4.2.1 Parametric vs non-parametric dissimilarity for CD8+
The very pronounced empirical pattern of high separation in CD8+ repertoires seems indicative of the high dissimilarity between the CD8+ wild-type and Ep populations, and one would expect any reasonable dissimilarity measure to give indication to that extent. Again, overall the BPLN dissimilarity measures seem to ferry better with respect to that criterion than the non-parametric counterparts. This fact is best illustrated with the bootstrap estimates of the distributions of the BPLN-based and non-parametric dissimilarity measures and presented in Figure 7, panels A and B, respectively. The respective point estimates are also listed for comparison in Table 6. Whereas both of the BPLN-based measures seem to concentrate closer to the upper unit bound of the dissimilarity, which is more consistent with the empirical frequencies pattern, the distribution of the non-parametric M-H appears slightly biased (in this case, left-shifted) by the relatively high frequencies of the few overlapping clonotypes. Note that the distribution of the non-parametric MI measure is very different from the remaining ones and does not seem to capture at all the pattern seen in the empirical data.
Table 6.
M-H Dis. | MI Dis. | |
---|---|---|
BPLN | 0.974 (0.937, 0.994) | 0.977 (0.966, 0.998) |
NP | 0.945 (0.913, 0.972) | 0.596 (0.583, 0.666) |
5 Summary and Discussion
We have presented a simple bivariate-Poisson-lognormal (BPLN) parametric model for fitting and analyzing TCR repertoire data. The model may be regarded as an extension of a univariate Poisson abundance model with lognormal mixing distribution, which was already applied to the analysis of TCR frequencies by other researchers. The remarkable property of the BPLN model seems to be its capability to fit into the abundance patterns present in real TCR data collected from the pairs of repertoires, as seen in our data examples.
For illustration purpose, we have fitted the BPLN model to two sets of TCR data and performed the repertoire dissimilarity analysis, comparing the results to those based solely on the empirical frequencies. In the first TCR dataset of CD4+ T-cells, both methods of analysis have confirmed the previously reported findings that in the regulatory CD4+ populations, Foxp3+ T-cells (TR) have a more diverse repertoire of TCRs than the Foxp3− T-cells (TN). However, the model-based inference has allowed us to identify the hierarchy of importance among the factors discriminating between the TCR populations, and to argue the hierarchy’s statistical significance, with much higher precision (evidenced by the short confidence intervals) than one given by the simple empirical frequencies. The example based on the CD4+ dataset also illustrates further usefulness of the BPLN model, as a way of producing highly self-consistent dissimilarity measures across TCR populations. This self-consistency is demonstrated, for instance, by the high positive values of the cophenetic correlations. These values are also higher than those for non-parametric dissimilarities, indicating that the BPLN-based clustering algorithms fit the TCR data better than the standard ones. This also seems to be the case in our second dataset, consisting of data from two highly non-overlapping repertoires of CD8+ T-cells.
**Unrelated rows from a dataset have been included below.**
PR #6528, opened 2025-09-24
dns_infoblox docs: fix typo in error message and add option to docs

fadecore:
## Problem
The error message for the infoblox server variable has a typo. If you use the variable name from the error you are not using the correct one with capital S -> Infoblox_**S**erver .  
There is a top area that defines available options, but the **Infoblox_View** is missing as potential Option that can be set.

## Solution
Change the error message and add the Infoblox_View option in the header of the script.


fadecore:
not opened correctly

PR #6547, opened 2025-10-02
Fix typo (var "excapedAlgnames" -> "escapedAltnames")

joellimberg:


neilpang:
The base is stale -- this block was restructured on dev and the variable now appears in 4 places, so the PR no longer applies cleanly. Renamed all occurrences in https://github.com/acmesh-official/acme.sh/commit/2058a77d, credited to you. Closing.

PR #6556, opened 2025-10-09
Add deploy hook for KeyHelp

JensSpanier:
Although the [wiki](https://github.com/acmesh-official/acme.sh/wiki/deployhooks#33-deploy-your-cert-to-keyhelp) states that KeyHelp is already supported, there is no deploy hook for it yet (see #5061).

This hook uses [KeyHelp's API](https://app.swaggerhub.com/apis-docs/keyhelp/api/2.12) and supports deployment to multiple KeyHelp instances.
First, an attempt is made to update an existing certificate based on the name. If this fails because the certificate cannot be found, a new certificate is created.

I will update the wiki as soon as the PR is merged.

### DIFF
--- a/deploy/keyhelp.sh
+++ b/deploy/keyhelp.sh
@@ -50,7 +50,7 @@ keyhelp_deploy() {
 
   for _host in $_hosts; do
     _key="$(_getfield "$_keys" "$_i" " ")"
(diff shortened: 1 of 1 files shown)


Neilpang:
yes,  use a new script name.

The BPLN model in both examples has showed great consistency across the different dissimilarity measures applied. In contrast, when the same data has been analyzed based on the observed frequencies only, the clusterings (and hence the hierarchy) as well as the dissimilarity distributions are seen to behave erratically and are highly dependent upon the particular dissimilarity measure used. Consequently, some slightly different variants of the same non-parametric analysis may lead to entirely different conclusions in the same dataset. Among the non-parametric measures of dissimilarity considered here, the mutual information dissimilarity is seen to be particularly ill-behaving, yielding biologically implausible (and thus unsatisfactory) results in both examples. In the case of another non-parametric measure considered, based on the Morisita-Horn (M-H) index, the results of comparable numerical quality to the BPLN model are obtained in the first dataset, albeit with a much wider confidence interval. This good performance of the non-parametric M-H index in the first dataset seems to be due to the relatively high overlap pattern among the clones of high abundance in CD4+ T-cells. As illustrated in the second dataset, once the overlap between populations decreases, the performance of the non-parametric dissimilarity measure based on the M-H index may deteriorate, whereas the performance of the BPLN-based measure remains largely unaffected.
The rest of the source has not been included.